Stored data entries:
--------------------------------

PR #524, opened 2023-02-23
London 9 - Natalie Zablotska - React - Week 1

nataliiazab:


nataliiazab:
Hi @Hamisakim! If you have some extra time - please write your suggestions to improve the code, if any. Thanks!!

Hamisakim:
hi, @nataliiazab are there any specific parts or bugs, or areas you were troubled with? I'll have a look :)

src/App.css
```diff
@@ -52,6 +55,56 @@ tr {
...
+  .card {
+    flex-basis: calc(50% - 10px);
+  }
+}
+
+@media screen and (max-width: 480px) {
+  .card {
+    flex-basis: 100%;
+  }
 }
```
sampennington, line 80: This is great, thinking about responsivness i love it ❤️

src/App.css
```diff
@@ -52,6 +55,56 @@ tr {
...
+.selectRow {
+  background: red;
+}
+
+.restaurant {
+  text-align: center;
+  margin: 4rem 15rem;
+ 
+}
+.restaurant-orders {
```
sampennington, line 103: Try and leave a line between these classes, it helps it be a bit neater.

src/App.js
```diff
@@ -2,14 +2,29 @@ import React from "react";
...
+import Footer from "./Footer";
+import Restaurant from "./Restaurant";
+
 
 const App = () => {
+  const contactDetails = [
+    "123 Fake Street, London, E1 4UD",
+    "hello@fakehotel.com",
+    "0123 456789",
+  ];
```
sampennington, line 16: It is great we have put this into a variable, however it could be better to define this outside of the component itself. Right now we are creating a new variable every time it renders, but it never changes! 😄

src/Bookings.jsx
```diff
@@ -0,0 +1,69 @@
...
+        }
+        return response.json();
+      })
+      .then((data) => {
+        setBookings(data);
+        setIsLoading(true);
+      })
+      .catch((error) => {
+        console.log(error + "in file Bookings.jsx");
+        setError(error);
```
sampennington, line 71: We have considered both types of errors our `fetch` function can result in. Good work 😎

src/Bookings.jsx
```diff
@@ -0,0 +1,69 @@
...
+    fetch(`https://cyf-react.glitch.me/delayed`)
+      .then((response) => {
+        if (!response.ok) {
+          throw new Error("HTTP error, status = " + response.status);
+        }
+        return response.json();
+      })
+      .then((data) => {
+        setBookings(data);
+        setIsLoading(true);
```
sampennington: Does this work how it should? I think we should be setting loading state to false after our api call has finished 🤔

src/Bookings.jsx
```diff
@@ -0,0 +1,69 @@
...
+        ) : (
+          <p></p>
+        )}
+        {error !== null ? (
+          <p>
+            We are sorry, it is not possible to download data right now. Please
+            try again later{" "}
+          </p>
+        ) : (
+          <p></p>
```
sampennington: We don't want to return an empty paragraph element when there is no error, what else could we do here?

I think one way would be to not use a ternary operator at all here, we could just do `error && `

src/Bookings.jsx
```diff
@@ -0,0 +1,69 @@
...
+  }, []);
+
+  return (
+    <div className="App-content">
+      <div className="container">
+        <Search setSearchInput={setSearchInput} searchInput={searchInput} />
+        {isLoading === false && error === null ? (
+          <p>Data is loading...</p>
+        ) : (
+          <p></p>
```
sampennington: Same as below, we dont want an empty paragraph element here!

src/Bookings.jsx
```diff
@@ -0,0 +1,69 @@
...
+        console.log(error + "in file Bookings.jsx");
+        setError(error);
+      });
+  }, []);
+
+  return (
+    <div className="App-content">
+      <div className="container">
+        <Search setSearchInput={setSearchInput} searchInput={searchInput} />
+        {isLoading === false && error === null ? (
```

--------------------------------

To do: Copy from the entries above each line in which the string "paragraph" can be found.

Solution to the exercise:
sampennington: We don't want to return an empty paragraph element when there is no error, what else could we do here?
sampennington: Same as below, we dont want an empty paragraph element here!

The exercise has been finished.